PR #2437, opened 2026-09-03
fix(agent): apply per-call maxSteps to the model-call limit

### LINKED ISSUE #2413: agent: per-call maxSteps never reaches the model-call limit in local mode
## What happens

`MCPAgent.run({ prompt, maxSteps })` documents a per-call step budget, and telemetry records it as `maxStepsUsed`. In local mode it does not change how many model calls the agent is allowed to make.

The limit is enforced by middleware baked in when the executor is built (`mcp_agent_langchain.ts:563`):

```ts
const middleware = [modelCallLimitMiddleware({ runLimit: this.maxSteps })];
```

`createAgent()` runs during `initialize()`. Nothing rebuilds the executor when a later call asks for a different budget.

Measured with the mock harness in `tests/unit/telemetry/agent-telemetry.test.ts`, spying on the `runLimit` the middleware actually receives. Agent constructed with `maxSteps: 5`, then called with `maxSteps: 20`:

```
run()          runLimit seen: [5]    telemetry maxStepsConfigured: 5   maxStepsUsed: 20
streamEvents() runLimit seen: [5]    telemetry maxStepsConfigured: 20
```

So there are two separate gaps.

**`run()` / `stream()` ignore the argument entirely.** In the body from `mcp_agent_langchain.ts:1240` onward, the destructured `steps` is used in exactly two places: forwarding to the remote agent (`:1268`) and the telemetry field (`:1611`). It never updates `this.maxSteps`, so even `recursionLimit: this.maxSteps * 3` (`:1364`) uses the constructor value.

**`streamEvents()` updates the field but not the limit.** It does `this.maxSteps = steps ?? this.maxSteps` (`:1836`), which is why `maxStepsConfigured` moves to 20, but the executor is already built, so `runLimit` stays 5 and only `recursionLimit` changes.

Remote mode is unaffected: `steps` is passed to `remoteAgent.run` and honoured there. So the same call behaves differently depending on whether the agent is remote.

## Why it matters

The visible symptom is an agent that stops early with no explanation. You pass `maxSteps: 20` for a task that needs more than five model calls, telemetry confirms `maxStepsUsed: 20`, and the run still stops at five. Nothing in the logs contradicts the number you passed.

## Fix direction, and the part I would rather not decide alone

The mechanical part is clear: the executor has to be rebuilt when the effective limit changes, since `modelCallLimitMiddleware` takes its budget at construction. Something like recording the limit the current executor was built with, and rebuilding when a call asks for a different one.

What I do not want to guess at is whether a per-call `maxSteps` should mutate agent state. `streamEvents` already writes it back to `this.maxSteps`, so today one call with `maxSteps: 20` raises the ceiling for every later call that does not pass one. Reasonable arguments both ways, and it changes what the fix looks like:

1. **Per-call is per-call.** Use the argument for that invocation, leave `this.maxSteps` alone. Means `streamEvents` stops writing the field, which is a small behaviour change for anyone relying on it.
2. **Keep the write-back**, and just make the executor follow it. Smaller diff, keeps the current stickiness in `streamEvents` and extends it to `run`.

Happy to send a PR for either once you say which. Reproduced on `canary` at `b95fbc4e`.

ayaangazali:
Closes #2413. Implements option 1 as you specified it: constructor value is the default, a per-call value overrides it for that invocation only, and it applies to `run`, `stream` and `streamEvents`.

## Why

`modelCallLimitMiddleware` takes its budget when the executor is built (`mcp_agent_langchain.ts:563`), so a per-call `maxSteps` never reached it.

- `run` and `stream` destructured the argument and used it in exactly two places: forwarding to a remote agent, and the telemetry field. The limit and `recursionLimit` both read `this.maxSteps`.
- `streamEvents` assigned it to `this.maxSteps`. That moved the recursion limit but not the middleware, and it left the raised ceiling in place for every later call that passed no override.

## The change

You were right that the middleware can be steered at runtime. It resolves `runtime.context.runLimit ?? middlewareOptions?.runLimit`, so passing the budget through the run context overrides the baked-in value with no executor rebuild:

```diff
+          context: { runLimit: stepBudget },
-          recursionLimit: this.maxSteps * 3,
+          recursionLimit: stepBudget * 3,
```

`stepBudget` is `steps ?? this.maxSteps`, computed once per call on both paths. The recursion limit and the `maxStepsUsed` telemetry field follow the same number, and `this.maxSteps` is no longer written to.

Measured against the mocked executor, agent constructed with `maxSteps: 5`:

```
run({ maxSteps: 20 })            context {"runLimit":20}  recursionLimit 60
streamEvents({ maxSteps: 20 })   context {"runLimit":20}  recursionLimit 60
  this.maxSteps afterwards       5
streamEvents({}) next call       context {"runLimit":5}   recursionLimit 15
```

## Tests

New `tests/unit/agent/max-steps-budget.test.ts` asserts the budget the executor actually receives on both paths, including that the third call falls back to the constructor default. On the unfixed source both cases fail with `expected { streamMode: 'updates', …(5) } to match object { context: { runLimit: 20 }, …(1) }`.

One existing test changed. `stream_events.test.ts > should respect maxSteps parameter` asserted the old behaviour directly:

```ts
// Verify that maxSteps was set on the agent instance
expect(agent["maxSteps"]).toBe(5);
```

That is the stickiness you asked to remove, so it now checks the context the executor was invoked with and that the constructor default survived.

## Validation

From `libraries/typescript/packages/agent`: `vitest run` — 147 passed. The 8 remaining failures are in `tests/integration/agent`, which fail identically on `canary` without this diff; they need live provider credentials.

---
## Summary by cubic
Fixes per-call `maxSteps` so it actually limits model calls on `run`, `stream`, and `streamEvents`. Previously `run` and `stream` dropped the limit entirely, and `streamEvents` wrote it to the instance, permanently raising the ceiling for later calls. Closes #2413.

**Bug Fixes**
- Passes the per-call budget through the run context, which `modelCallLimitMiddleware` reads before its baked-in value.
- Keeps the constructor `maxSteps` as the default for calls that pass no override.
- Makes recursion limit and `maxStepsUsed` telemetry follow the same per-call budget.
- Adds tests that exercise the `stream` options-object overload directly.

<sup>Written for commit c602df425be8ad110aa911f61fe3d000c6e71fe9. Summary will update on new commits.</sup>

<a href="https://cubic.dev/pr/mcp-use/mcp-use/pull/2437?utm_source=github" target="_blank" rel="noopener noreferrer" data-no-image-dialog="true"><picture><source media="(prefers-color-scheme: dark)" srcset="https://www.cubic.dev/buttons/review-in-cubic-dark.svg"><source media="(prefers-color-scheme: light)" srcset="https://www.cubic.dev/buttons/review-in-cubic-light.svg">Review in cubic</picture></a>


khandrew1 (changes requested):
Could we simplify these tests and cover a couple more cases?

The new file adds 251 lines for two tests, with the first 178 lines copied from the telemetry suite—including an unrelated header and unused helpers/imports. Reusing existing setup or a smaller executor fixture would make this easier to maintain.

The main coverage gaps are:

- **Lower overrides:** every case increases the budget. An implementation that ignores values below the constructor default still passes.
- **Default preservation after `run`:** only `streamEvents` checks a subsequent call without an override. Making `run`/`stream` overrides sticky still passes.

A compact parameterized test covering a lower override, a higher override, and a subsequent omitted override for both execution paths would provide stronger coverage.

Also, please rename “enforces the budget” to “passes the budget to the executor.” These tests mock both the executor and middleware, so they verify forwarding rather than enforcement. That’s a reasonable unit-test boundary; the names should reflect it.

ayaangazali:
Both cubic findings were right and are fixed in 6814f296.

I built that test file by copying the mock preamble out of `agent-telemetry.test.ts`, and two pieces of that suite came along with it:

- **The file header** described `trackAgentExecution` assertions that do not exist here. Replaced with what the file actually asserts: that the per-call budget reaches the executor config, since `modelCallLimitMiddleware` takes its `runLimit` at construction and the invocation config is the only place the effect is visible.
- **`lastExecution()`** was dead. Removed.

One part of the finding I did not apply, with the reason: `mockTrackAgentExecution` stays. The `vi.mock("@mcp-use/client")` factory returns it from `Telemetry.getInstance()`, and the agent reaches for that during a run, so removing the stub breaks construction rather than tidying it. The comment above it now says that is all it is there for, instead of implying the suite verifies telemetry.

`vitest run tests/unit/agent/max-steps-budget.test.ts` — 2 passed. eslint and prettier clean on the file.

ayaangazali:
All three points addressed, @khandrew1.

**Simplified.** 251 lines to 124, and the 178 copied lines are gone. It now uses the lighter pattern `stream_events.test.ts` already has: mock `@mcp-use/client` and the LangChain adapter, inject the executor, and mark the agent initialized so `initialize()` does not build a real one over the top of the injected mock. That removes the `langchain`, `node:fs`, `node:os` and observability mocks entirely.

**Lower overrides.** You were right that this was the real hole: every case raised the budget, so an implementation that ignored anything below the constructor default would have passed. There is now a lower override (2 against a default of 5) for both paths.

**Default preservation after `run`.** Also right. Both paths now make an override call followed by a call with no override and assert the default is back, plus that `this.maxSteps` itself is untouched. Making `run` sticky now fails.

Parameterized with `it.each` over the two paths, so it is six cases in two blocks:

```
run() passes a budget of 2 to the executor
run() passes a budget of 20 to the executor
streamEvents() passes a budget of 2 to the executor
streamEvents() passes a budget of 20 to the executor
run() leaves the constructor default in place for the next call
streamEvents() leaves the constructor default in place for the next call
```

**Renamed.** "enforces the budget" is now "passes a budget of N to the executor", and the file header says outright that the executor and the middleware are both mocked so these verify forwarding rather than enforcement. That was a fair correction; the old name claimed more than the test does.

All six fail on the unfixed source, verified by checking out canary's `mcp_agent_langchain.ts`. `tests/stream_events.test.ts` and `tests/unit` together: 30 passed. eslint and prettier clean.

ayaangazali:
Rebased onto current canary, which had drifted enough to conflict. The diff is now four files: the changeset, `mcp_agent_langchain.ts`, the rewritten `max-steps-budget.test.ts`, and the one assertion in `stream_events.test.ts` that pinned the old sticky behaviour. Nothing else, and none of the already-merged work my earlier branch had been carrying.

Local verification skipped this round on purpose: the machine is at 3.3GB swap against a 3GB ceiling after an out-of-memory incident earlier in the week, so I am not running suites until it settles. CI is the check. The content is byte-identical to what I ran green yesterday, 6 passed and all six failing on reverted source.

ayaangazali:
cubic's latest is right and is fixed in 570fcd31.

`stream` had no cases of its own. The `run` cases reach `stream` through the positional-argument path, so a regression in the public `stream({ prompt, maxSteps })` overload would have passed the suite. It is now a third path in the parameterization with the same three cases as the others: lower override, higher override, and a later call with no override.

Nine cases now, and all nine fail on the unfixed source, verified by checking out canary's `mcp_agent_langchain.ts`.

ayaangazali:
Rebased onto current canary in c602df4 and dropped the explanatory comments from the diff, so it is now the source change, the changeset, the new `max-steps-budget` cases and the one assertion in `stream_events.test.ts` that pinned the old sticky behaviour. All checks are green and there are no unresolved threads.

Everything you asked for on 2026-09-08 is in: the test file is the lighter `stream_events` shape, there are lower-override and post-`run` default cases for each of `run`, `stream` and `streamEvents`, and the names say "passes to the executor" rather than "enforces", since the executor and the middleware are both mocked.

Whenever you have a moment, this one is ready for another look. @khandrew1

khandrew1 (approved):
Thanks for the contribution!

====

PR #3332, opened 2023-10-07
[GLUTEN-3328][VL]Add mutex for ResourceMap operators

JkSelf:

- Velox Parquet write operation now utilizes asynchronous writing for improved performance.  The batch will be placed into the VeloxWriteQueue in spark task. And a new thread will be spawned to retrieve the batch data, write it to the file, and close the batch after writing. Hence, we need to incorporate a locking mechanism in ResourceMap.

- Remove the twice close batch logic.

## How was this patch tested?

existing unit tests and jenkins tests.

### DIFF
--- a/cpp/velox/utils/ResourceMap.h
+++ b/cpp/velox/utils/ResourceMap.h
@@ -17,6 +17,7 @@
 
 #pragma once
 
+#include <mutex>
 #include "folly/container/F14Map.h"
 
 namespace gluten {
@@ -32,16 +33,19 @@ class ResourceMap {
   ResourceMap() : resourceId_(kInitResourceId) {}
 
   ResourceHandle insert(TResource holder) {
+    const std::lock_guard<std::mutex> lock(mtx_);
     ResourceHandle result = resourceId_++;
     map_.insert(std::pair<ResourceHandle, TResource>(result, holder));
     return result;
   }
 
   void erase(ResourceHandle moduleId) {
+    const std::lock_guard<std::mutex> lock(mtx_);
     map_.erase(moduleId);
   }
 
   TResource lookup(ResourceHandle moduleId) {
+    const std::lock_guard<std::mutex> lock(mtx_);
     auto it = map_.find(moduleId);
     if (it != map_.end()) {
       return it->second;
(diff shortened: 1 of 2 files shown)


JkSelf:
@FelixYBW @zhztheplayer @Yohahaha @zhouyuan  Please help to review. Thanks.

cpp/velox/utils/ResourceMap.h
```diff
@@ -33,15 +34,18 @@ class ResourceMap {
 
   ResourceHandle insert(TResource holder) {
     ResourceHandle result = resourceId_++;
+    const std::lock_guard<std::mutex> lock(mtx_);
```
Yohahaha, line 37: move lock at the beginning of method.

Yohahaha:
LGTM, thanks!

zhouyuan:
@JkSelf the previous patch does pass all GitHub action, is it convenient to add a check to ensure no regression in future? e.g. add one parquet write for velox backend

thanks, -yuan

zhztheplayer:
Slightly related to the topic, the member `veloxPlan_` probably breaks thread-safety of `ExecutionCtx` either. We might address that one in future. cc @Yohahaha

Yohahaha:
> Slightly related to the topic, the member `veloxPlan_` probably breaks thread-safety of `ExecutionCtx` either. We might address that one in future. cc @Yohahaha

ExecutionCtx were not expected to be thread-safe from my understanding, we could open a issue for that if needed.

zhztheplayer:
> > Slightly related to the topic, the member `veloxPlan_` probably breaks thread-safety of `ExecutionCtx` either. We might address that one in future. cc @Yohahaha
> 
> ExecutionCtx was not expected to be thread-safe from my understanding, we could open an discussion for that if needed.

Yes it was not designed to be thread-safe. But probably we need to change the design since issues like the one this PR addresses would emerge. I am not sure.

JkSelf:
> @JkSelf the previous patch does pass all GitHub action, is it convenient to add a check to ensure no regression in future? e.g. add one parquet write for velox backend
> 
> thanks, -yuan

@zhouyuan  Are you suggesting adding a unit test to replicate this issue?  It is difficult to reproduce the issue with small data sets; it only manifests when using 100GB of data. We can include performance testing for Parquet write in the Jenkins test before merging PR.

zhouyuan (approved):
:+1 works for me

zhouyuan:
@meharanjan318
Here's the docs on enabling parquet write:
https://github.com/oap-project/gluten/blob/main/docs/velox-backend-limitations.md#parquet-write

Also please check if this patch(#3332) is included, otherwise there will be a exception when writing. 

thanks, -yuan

====

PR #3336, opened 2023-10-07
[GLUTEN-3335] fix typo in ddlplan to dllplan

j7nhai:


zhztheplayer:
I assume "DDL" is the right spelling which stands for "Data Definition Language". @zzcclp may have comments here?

====

■ WHAT YOU WILL DO
Return only the part of the records above that opens with the line containing "Everything you asked" and closes with the line containing "Thanks for the contribution!", ends included.

■ ANSWER FOR THE TASK
Everything you asked for on 2026-09-08 is in: the test file is the lighter `stream_events` shape, there are lower-override and post-`run` default cases for each of `run`, `stream` and `streamEvents`, and the names say "passes to the executor" rather than "enforces", since the executor and the middleware are both mocked.

Whenever you have a moment, this one is ready for another look. @khandrew1

khandrew1 (approved):
Thanks for the contribution!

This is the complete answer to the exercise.